The usefulness of conventional ad formats remains an open question in the world of marketing, but at least one survey has suggested that as many as 60 percent of consumers can’t remember the last advertisement they saw.
Picture Pick’s prizes are meant to increase the amount of attention users pay to ads as they wait to see whether they chose winners.
Doherty launched Picture Pick on the Apple App Store and Google Play Store in April, 2019, and about 23,000 people have created accounts. The game has 119 reviews in the Apple App Store, and 311 on Google Play. Picture Pick was recently recognized at the Horizon Interactive Awards in Indianapolis, a major award for interactive media that drew 600 entries from 15 countries. The game received a gold award for the Mobile Apps – Games category and a silver award in the Mobile Apps – Entertainment category.
Doherty said he’s confident Picture Pick is now ready to onboard more advertising clients, but he’s doing so cautiously.
The cost of offering cash prizes means that the user base and ad revenue need to scale in tandem, in what he describes as a “careful balancing act.” Too many users and too few advertisers could be financially damaging, but he needs a large user base to attract big-ticket advertisers.
Doherty has hired a business development specialist based in Toronto, and the feedback he has received from several potential advertisers has been that he needs to reach about 50,000 users in order to reliably onboard large clients.
“They’re saying to us, ‘Hey, we love this. When you get to 50,000 users, we’ll jump in,’” he said.
Advertisers currently pay $1,500 per month to be included in the Picture Pick game, but Doherty said that number could increase as more users sign up. Eventually, he hopes to transition to a “cost-per-mile” model, common in online advertising, which will see ad buyers pay based on the amount of engagement an ad generates.
So far, Doherty has self-funded the business, but plans to raise money soon although he has not yet decided how much.

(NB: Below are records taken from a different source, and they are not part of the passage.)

PR #435, opened 2026-04-19
Use runtime checks for WellFormed preconditions in parser

GZGavinZhao:
This is the first step towards a `sorry`-less parser. The difficult part of making the parser `sorry`-less is to prove that the `IRContext` is `WellFormed` at all times, which normally requires carrying around the proof of the `InBounds` of blocks, operands, regions, insertion points, etc., at all times in the parser. While these proofs are possible to prove directly, doing this likely requires very complicated changes to the parser and/or the addition of many helper lemmas that definitely don't fit within a single PR.

Instead, the approach is to start with only runtime checks and migrate to direct proofs one step at a time. Right now, instead of carrying `InBounds` proofs with us all the time, we use runtime checks to construct proofs that things are `InBounds` only when we need them to prove `WellFormed` of `IRContext` (runtime checks are possible because all the `XXX.InBounds` are `Decidable`). Then, we can gradually swap out the runtime checks with direct proofs as we add more helper lemmas and as I understand how to utilize all the nice properties that `WfIRContext` provides. Note that the parser remains `sorry`-less throughout this entire process; the only difference is whether the `InBounds` proofs are proved directly or checked at runtime using `Decidable`.

The only thing remaining that's making the parser not `sorry`-less is the lack of some helper lemmas for proving `WellFormed` of `IRContext`, which @math-fehr is working on. This will also be addressed in future PRs. This PR is just to setup the runtime check infrastructure and make the parser use it.

I have benchmarked that runtime checks only makes the parser ~5% slower on super large MLIR files, which is within the acceptable range to me. The benchmark below compares between this PR and current HEAD (1b8c8ccb).
```
> hyperfine -w 2 "./old-veir-opt sqlite3-stripped.mlir" "./runtime-checks-veir-opt sqlite3-stripped.mlir"
Benchmark 1: ./old-veir-opt sqlite3-stripped.mlir
  Time (mean ± σ):      2.209 s ±  0.020 s    [User: 2.186 s, System: 0.020 s]
  Range (min … max):    2.180 s …  2.247 s    10 runs

Benchmark 2: ./runtime-checks-veir-opt sqlite3-stripped.mlir
  Time (mean ± σ):      2.351 s ±  0.015 s    [User: 2.331 s, System: 0.017 s]
  Range (min … max):    2.326 s …  2.371 s    10 runs

Summary
  ./old-veir-opt sqlite3-stripped.mlir ran
    1.06 ± 0.01 times faster than ./runtime-checks-veir-opt sqlite3-stripped.mlir
```

PR #481, opened 2026-04-30
Parser linearity fix and optimization

GZGavinZhao:
Increases parser performance by 9.9x in benchmark and likely by a magnitude from time complexity perspective. Original code by @ineol. 

Required by #435.

Benchmarked against [`sqlite-3-stripped.mlir`](https://github.com/opencompl/veir/blob/math-fehr/sqlite-test/sqlite3-stripped.mlir) from `math-fehr` branch. Old commit is https://github.com/opencompl/veir/commit/da74b917befb9688e6f959ee222f947c3eca92f0 and new commit is current PR.

```
> hyperfine "./old-veir-opt sqlite3-stripped.mlir" "./new-veir-opt sqlite3-stripped.mlir"
Benchmark 1: ./old-veir-opt sqlite3-stripped.mlir
  Time (mean ± σ):     22.361 s ±  0.138 s    [User: 22.213 s, System: 0.062 s]
  Range (min … max):   22.059 s … 22.501 s    10 runs

Benchmark 2: ./new-veir-opt sqlite3-stripped.mlir
  Time (mean ± σ):      2.259 s ±  0.027 s    [User: 2.225 s, System: 0.028 s]
  Range (min … max):    2.222 s …  2.298 s    10 runs

Summary
  ./new-veir-opt sqlite3-stripped.mlir ran
    9.90 ± 0.13 times faster than ./old-veir-opt sqlite3-stripped.mlir
```

### DIFF
--- a/Veir/Parser/MlirParser.lean
+++ b/Veir/Parser/MlirParser.lean
@@ -25,6 +25,7 @@ structure MlirParserState where
     (true), or has been forward declared (false).
   -/
   blocks : Std.HashMap ByteArray (BlockPtr × Bool)
+  deriving Inhabited
 
 def MlirParserState.fromContext (ctx : IRContext OpCode) : MlirParserState :=
   {ctx := ctx, values := Std.HashMap.emptyWithCapacity 128, blocks := Std.HashMap.emptyWithCapacity 1}
@@ -84,6 +85,35 @@ def registerValueDef (name : ByteArray) (value : ValuePtr) : MlirParserM Unit :=
 def setContext (ctx : IRContext OpCode) : MlirParserM Unit := do
   modify fun s => {s with ctx := ctx}
 
+/--
+  Modifies the current IR context.
+-/
+def modifyContext (f : IRContext OpCode → IRContext OpCode) : MlirParserM Unit := do
+  modify fun s => {s with ctx :=  f s.ctx}
+
+/--
+  Modifies the current IR context.
+
+  This function should be used instead of modifying the context with
+  `get`/`getContext` and `set`/`setContext` in order to preserve linearity.
+-/
+def modifyContextM' (f : IRContext OpCode → MlirParserM (α × IRContext OpCode)) : MlirParserM α := do
+  let ctx ← getContext
+  -- This `setContext` is required to preserve the linearity of the state
+  setContext default
+  let (r, ctx) ← f ctx
+  setContext ctx
+  pure r
+
+/--
+  Modifies the current IR context.
+
+  This function should be used instead of modifying the context with
+  `get`/`getContext` and `set`/`setContext` in order to preserve linearity.
+-/
+def modifyContextM (f : IRContext OpCode → MlirParserM (IRContext OpCode)) : MlirParserM Unit :=
+  modifyContextM' (fun ctx => do pure ((), ← f ctx))
+
 set_option warn.sorry false in
 /--
   Create a block at the given insert point and register its name in the parsing context.
@@ -97,10 +127,10 @@ def defineBlock (name : ByteArray) (ip : BlockInsertPoint) : MlirParserM BlockPt
     throw s!"block %{String.fromUTF8! name} has already been defined"
   | some (block, false) => -- Block of this name was forward declared.
     /- Insert the block at the given location. -/
-    let ctx ← getContext
-    let some ctx := Rewriter.insertBlock? ctx block ip (by sorry) (by sorry) (by sorry)
-      | throw "internal error: failed to insert block"
-    setContext ctx
+    modifyContextM fun ctx => do
+      let some ctx := Rewriter.insertBlock? ctx block ip (by sorry) (by sorry) (by sorry)
+        | throw "internal error: failed to insert block"
+      pure ctx
     /- Notify the parsing context that the block is defined. -/
     modifyThe MlirParserState (fun state =>
     {state with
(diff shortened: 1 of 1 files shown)


Veir/Meta/OpCode.lean
```diff
@@ -76,7 +76,7 @@ meta def emitFromName (ds : Array Dialect) : TermElabM Command := do
   for d in ds do
     for op in d.operations do
       if d.getName = "builtin" ∧ op = "unregistered" then continue
-      res ← `(if name = $(Syntax.mkStrLit (d.mkOpName op)).toByteArray then ($(mkIdent d.mkDialectCode) $(mkIdent (.mkStr2 d.name op))) else $res)
+      res ← `(if name.eq $(Syntax.mkStrLit (d.mkOpName op)).toByteArray then ($(mkIdent d.mkDialectCode) $(mkIdent (.mkStr2 d.name op))) else $res)
```
ineol: this is not necessary anymore since Henrik fixed the lean implementation upstream. You can also drop the `eq` implementation

GZGavinZhao:
Benchmarking whether `[inline]` has a measurable impact or not, should take ~10 mins.

GZGavinZhao:
`[inline]` doesn't have measurable performance improvement, dropping it:
```
> hyperfine "./no-inline-veir-opt sqlite3-stripped.mlir" "./inline-veir-opt sqlite3-stripped.mlir"
Benchmark 1: ./no-inline-veir-opt sqlite3-stripped.mlir
  Time (mean ± σ):      2.205 s ±  0.028 s    [User: 2.183 s, System: 0.018 s]
  Range (min … max):    2.173 s …  2.247 s    10 runs

Benchmark 2: ./inline-veir-opt sqlite3-stripped.mlir
  Time (mean ± σ):      2.179 s ±  0.024 s    [User: 2.158 s, System: 0.018 s]
  Range (min … max):    2.157 s …  2.227 s    10 runs

Summary
  ./inline-veir-opt sqlite3-stripped.mlir ran
    1.01 ± 0.02 times faster than ./no-inline-veir-opt sqlite3-stripped.mlir
```

Veir/Parser/MlirParser.lean
```diff
@@ -84,6 +85,28 @@ def registerValueDef (name : ByteArray) (value : ValuePtr) : MlirParserM Unit :=
...
+-/
+def modifyContext (f : IRContext OpCode → IRContext OpCode) : MlirParserM Unit := do
+  modify fun s => {s with ctx :=  f s.ctx}
+
+/--
+  Modifies the current IR context.
+-/
+def modifyGetContextM (f : IRContext OpCode → MlirParserM (α × IRContext OpCode)) : MlirParserM α := do
+  let s ← get
+  set (default : MlirParserState)
```
math-fehr: Can you add a comment here to explicitely mention we do this to preserve linearity?

Veir/Parser/MlirParser.lean
```diff
@@ -84,6 +85,28 @@ def registerValueDef (name : ByteArray) (value : ValuePtr) : MlirParserM Unit :=
...
+/--
+  Modifies the current IR context.
+-/
+def modifyContext (f : IRContext OpCode → IRContext OpCode) : MlirParserM Unit := do
+  modify fun s => {s with ctx :=  f s.ctx}
+
+/--
+  Modifies the current IR context.
+-/
+def modifyGetContextM (f : IRContext OpCode → MlirParserM (α × IRContext OpCode)) : MlirParserM α := do
```
math-fehr: Maybe renaming it `modifyContextM\2` or `modifyContextM'`?

math-fehr (approved):
Nice! Just had 2 style comments but otherwise perfect!

Veir/Parser/MlirParser.lean
GZGavinZhao: Do you mean above this `set` or for the function? Currently I'm doing the latter.

math-fehr: I would do it for both actually! Most importantly the `set` because it might seems weird from an outside perspective!

GZGavinZhao: Do the current comments sound clear to you? Added the same comment to `modifyContextM` as well since it's used for the same purpose.

math-fehr: I think it's fine, I would probably write it in the style `This function should be used instead of modifying the context with `get` and `set` in order to preserve linearity.`.

math-fehr:
I have a question actually, is there a reason we use `get` and `set` in `modifyContextM` instead of `getContext` and `setContext`? That should have the same effect without having to create a new state right?

GZGavinZhao:
Like this?
```lean
def modifyContextM' (f : IRContext OpCode → MlirParserM (α × IRContext OpCode)) : MlirParserM α := do
  let ctx ← getContext
  -- Writing it this way preserves linearity of the state
  let (r, ctx) ← f ctx
  setContext ctx
  pure r
```
This still has linearity issues:
```
> hyperfine "./no-inline-veir-opt sqlite3-stripped.mlir" "./setContext-veir-opt sqlite3-stripped.mlir"
Benchmark 1: ./no-inline-veir-opt sqlite3-stripped.mlir
  Time (mean ± σ):      2.226 s ±  0.048 s    [User: 2.195 s, System: 0.017 s]
  Range (min … max):    2.177 s …  2.327 s    10 runs

Benchmark 2: ./setContext-veir-opt sqlite3-stripped.mlir
  Time (mean ± σ):     15.694 s ±  0.228 s    [User: 15.649 s, System: 0.017 s]
  Range (min … max):   15.435 s … 16.051 s    10 runs

Summary
  ./no-inline-veir-opt sqlite3-stripped.mlir ran
    7.05 ± 0.18 times faster than ./setContext-veir-opt sqlite3-stripped.mlir
```

GZGavinZhao:
This version works, is this what you're looking for?
```lean
def modifyContextM' (f : IRContext OpCode → MlirParserM (α × IRContext OpCode)) : MlirParserM α := do
  let ctx ← getContext
  -- THIS LINE IS REQUIRED
  setContext default
  let (r, ctx) ← f ctx
  setContext ctx
  pure r
```

math-fehr:
> This version works, is this what you're looking for?
> 
> ```lean
> def modifyContextM' (f : IRContext OpCode → MlirParserM (α × IRContext OpCode)) : MlirParserM α := do
>   let ctx ← getContext
>   -- THIS LINE IS REQUIRED
>   setContext default
>   let (r, ctx) ← f ctx
>   setContext ctx
>   pure r
> ```

Yes, that's what I was thinking of, here we just solve the linearity issue on the context, we don't need to solve it on the entire parser state.

Veir/Parser/MlirParser.lean
GZGavinZhao: Updated, what do you think of the current state?

GZGavinZhao:
Oops misclick, sorry for the ping Leo!

math-fehr (approved):
Nice, thanks a lot!

PR #483, opened 2026-05-01
Add get-set lemmas for `getOpType`

math-fehr:
We should favor the use of `op.getOpType! ctx` instead of `(op.get! ctx).opType`. This PR changes the get-set lemmas to use `getOpType!`.


tobiasgrosser (approved):
LGTM

luisacicolini (approved):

“Coming from bricks-and-mortar, I wanted to have a business that I knew made sense before I started actively asking people to invest,” he said. “I liked the idea of something tangible that I could put in people’s hands so they could play with it.”
To keep costs down, Doherty outsourced the process of coding the app to mobile software specialist TekRevol, based in Houston. But as the company grows, he expects to hire programmers and move development work in-house. Those hires will flesh out Doherty’s small team, which so far includes just himself and the business development specialist.